Recall of perturbation experiments

We calculate pathway scores for each of our curated experiments using all pathway methods. For gene set methods (GO, Reactome, Gatza) we use the difference in GSVA without kernel density estimator due to low sample numbers. For PROGENy, we exclude the experiment we quantify from model building (leave-one-out cross-validation).

We calculate linear associations between perturbations and assigned scores and plot the assigned pathway scores (using whether a pathway was perturbed as 0/1 coefficients and the pathway scores as response variable; pathway inhibitions encoded as negative pathway activations) and show the relative (column scale function in pheatmap) activation patterns as heatmaps (Supplementary Fig. 7).

Associations with known driver mutations and CNAs

For comparing the impact of mutations across different pathway methods, we used TCGA cohorts, where tissue-matched controls were available, leaving 6549 samples across 13 cancer types. For mutated genes, we considered all genes that had a change of coding sequence (SNP, small indels in MAF files) as mutated and all others as not mutated. For copy number alterations (CNAs), we used the thresholded GISTIC49 scores, where we considered homozygous deletions (−2) and strong amplifications (2) as altered, no change (0) as basal and discarded intermediate values (−1, 1) from our analysis. We focussed our analysis of the mutations and copy number alterations on the subset of 464 driver genes that were also used in the GDSC. We used the sets of mutations and CNAs to compute the linear associations between samples for all different methods we looked at.

Drug associations using GDSC cell lines

We performed drug association using an ANOVA between 265 drug IC50s and 11 inferred pathway scores conditioned on MSI status, doing a total of 2915 comparisons for which we correct the p values using the False Discovery Rate. For pan-cancer associations, we used the cancer type as a covariate in order to discard the effect that different tissues have on the observed drug response. While this will also remove genuine differences in pathway activation between different cancer types, we would not be able to distinguish between those and other confounders that impact the sensitivity of a certain cell line from a given tissue to a drug. Our pan-cancer association are thus the same of intra-tissue differences in drug response explained by inferred (our method, GO, or Reactome) pathway scores.

We selected four of our strongest associations to investigate whether they provide additional information of what is known by mutation data. For two MEK inhibitors, we show the difference between wild-type and mutant MAPK pathway (defined as a mutation in either NRAS, KRAS, or BRAF) with a discretized pathway score (upper and lower quartile vs. the rest), as well as the combination between the upper quartile of tissue-specific pathway scores and presence of a MAPK mutation. For a BRAF inhibitor, we show additional stratification on top of BRAF mutations, and for Nutlin-3a on top of TP53 mutations.

Survival associations using TCGA data

Starting from the pathway scores derived with GO/Reactome GSEA, SPIA, Pathifier, PARADIGM, and our method on the TCGA data as described above, we used Cox Proportional Hazard model (R package survival) to calculate survival associations for pan-cancer and each tissue-specific cohort.
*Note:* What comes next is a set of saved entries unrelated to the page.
PR #343, opened 2021-12-13
Add PQCrystals-Kyber512, Remove SIKE, relocate pq_kem interface.

brian-jarvis-aws:
### Description of changes: 
This PR imports the source code of Kyber512 from this commit of the official Kyber repository: https://github.com/pq-crystals/kyber/commit/faf5c3fe33e0b61c7c8a7888dd862bf5def17ad2

The keygen, encapsulate, and decapsulate methods are exposed using a newly created pq_kem interface which is based off of previous work from Dusan Kostic in this PR: https://github.com/awslabs/aws-lc/commit/5302e2d3ce5404ecac212804a77151378c81c847.

This PR also integrates the key generation and some associated methods into the EVP_PKEY APIs.

#### Creation of a new PQ KEM interface vs OpenSSL's KEM interface
Upstream, OpenSSL now includes an EVP KEM interface. This was investigated for use, but due to the number of additional dependencies it would bring in was decided against. Should AWS-LC decide to bring in this interface from OpenSSL, Kyber can then be integrated into it as a follow-on effort.

#### Addition to EVP interface
In addition to simply importing the Kyber512 source code and providing an interface to the KEM methods, this PR also makes Kyber512 keys available to the EVP PKEY interface including a subset of methods for key management.

#### Kyber512-Ref
The source code imported is for the Reference implementation of Kyber512. This was selected for initial import due to it being platform agnostic. The optimized implementation is for AVX2 instruction sets and so priority was given to the implementation which will work on all architectures. Importing optimized versions (and higher security levels) can be done as a follow-on effort.

#### SHA-3/SHAKE
Kyber requires SHA-3 and SHAKE methods which are not currently available in AWS-LC. For this PR, the needed SHA-3/SHAKE dependencies are included within the Kyber512 source tree directly. Separating out a separate SHA-3/SHAKE interface in AWS-LC is out of scope, but would be a good follow-on effort to do.

#### DRBG
To support KAT testing, a deterministic random number generator was needed. This PR introduces the same DRBG used by the Kyber source code and uses the same randombytes interface to seed and get random bytes from it. The DRBG only gets built when the testing flag is enabled. Otherwise the existing RNG is used.

### Testing:
Unit tests were added which exercise the use of Kyber512 in the pq_kem interface and the EVP interface. KAT tests from the Kyber submission to NIST's Round 3 Post-Quantum Cryptography selection process are also included. To support running the KAT tests, an additional random number generator was added which is deterministic and only built in test mode.

```
... other existing tests ...

[----------] 5 tests from Kyber512Test
[ RUN      ] Kyber512Test.KAT_tests
[       OK ] Kyber512Test.KAT_tests (71 ms)
[ RUN      ] Kyber512Test.EVP_PKEY_keygen
[       OK ] Kyber512Test.EVP_PKEY_keygen (0 ms)
[ RUN      ] Kyber512Test.EVP_PKEY_cmp
[       OK ] Kyber512Test.EVP_PKEY_cmp (1 ms)
[ RUN      ] Kyber512Test.EVP_PKEY_new_raw
[       OK ] Kyber512Test.EVP_PKEY_new_raw (0 ms)
[ RUN      ] Kyber512Test.EVP_PKEY_size
[       OK ] Kyber512Test.EVP_PKEY_size (0 ms)
[----------] 5 tests from Kyber512Test (72 ms total)

[----------] 1 test from PQKEMTest
[ RUN      ] PQKEMTest.Kyber512_Basic
[       OK ] PQKEMTest.Kyber512_Basic (1 ms)
[----------] 1 test from PQKEMTest (1 ms total)

... other existing tests ...

[==========] 1142 tests from 90 test suites ran. (89379 ms total)
[  PASSED  ] 1142 tests.
```


brian-jarvis-aws:
This is a cleaned up version of https://github.com/awslabs/aws-lc/pull/335, which was not caught up with main so had a lot of noise. This also removes SIKE since the plan for this branch is to only house Kyber until a NIST selection is made and then proceed with whichever KEM is the winner.

brian-jarvis-aws:
Working on recreating the CI failures locally so I can address them.

torben-hansen:
> [...] The DRBG only gets built when the testing flag is enabled. Otherwise the existing RNG is used.

I'm not sure this approach would work that well unfortunately. The test flag `BUILD_TESTING` is enabled by default for all build types: "debug", "release", etc. Hence, atm, all standard builds will induce the PQ algorithm to use a deterministic DRBG. Unless you explicitly disable `BUILD_TESTING` at build configuration time.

For the pan-cancer cohort, we fitted the model for each pathway and method separately, regressing out the study of origin and age of the patient. For the tissue-specific cohorts, we regressed out the age of the patients. We adjusted the p values using the FDR method for each method and study separately. We selected a significance threshold of 5 and 10% for the pan-cancer and cancer-specific associations for which we show a matrix plot and a volcano plot of associations, respectively.

In order to get distinct classes needed for interpretable Kaplan–Meier survival curves (Fig. 4c), we split three of our obtained pathway scores in upper, the two middle, and lower quartile.

Code availability

progeny is available as an R package on Bioconductor. The code used for the analysis in this paper is available at https://github.com/saezlab/footprints.

Data availability

RNA-Seq data are accessible from gene expression omnibus (GEO) under accession number GSE97979. Phosphoprotein measurements are available as Supplementary Data 2.